[[ RECORDS SHOWN open ]]

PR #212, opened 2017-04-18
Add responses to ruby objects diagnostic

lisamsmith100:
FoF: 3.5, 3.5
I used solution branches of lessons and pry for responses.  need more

[[ RECORDS SHOWN closed ]]
[[ RECORDS SHOWN open ]]

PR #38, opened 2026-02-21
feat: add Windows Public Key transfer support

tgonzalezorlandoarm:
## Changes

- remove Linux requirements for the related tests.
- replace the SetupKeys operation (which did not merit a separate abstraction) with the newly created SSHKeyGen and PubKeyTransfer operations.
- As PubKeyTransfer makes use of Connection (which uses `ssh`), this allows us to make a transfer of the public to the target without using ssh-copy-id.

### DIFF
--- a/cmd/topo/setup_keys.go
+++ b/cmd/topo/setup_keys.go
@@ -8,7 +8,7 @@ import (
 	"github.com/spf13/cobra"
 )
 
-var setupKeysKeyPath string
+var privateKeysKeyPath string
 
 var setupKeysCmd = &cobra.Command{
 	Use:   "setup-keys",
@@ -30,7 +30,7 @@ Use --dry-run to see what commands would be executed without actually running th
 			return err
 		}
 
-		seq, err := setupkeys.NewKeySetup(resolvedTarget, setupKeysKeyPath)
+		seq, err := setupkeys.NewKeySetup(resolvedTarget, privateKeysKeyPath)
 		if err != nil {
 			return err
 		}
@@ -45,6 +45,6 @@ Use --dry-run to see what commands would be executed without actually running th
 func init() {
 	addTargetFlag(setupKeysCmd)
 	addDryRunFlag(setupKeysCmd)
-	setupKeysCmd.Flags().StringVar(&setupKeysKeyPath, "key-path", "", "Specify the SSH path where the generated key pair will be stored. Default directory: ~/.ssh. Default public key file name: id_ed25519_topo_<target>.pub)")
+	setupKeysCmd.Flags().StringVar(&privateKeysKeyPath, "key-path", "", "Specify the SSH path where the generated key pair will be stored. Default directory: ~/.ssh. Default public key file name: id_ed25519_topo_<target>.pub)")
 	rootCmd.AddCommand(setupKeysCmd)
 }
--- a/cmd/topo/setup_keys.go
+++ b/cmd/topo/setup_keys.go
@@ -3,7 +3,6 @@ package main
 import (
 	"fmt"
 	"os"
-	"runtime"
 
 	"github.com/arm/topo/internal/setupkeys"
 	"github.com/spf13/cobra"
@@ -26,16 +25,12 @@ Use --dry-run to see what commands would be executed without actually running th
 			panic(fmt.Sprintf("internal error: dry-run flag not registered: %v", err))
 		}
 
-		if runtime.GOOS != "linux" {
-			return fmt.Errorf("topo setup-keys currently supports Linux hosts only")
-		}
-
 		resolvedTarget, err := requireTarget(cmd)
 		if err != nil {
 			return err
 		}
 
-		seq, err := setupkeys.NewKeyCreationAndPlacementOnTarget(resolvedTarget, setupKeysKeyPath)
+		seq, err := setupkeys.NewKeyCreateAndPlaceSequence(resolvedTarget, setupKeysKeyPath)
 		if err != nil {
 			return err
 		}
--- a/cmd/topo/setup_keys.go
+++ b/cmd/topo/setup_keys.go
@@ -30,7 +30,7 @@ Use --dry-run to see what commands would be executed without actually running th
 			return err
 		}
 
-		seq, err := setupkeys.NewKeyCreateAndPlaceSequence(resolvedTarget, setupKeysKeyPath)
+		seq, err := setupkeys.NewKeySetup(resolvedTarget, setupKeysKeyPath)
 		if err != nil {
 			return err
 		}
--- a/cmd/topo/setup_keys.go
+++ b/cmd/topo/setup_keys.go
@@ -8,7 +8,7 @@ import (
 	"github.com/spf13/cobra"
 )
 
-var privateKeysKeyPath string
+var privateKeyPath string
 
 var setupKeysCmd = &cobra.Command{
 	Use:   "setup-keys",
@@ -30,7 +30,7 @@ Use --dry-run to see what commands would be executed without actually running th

[[ RECORDS SHOWN closed ]]

▶ **WHAT TO DO**
Report the number of lines in the entries above that include the string "opened". Give nothing but the number.

▶ **PROBLEM SOLUTION**
2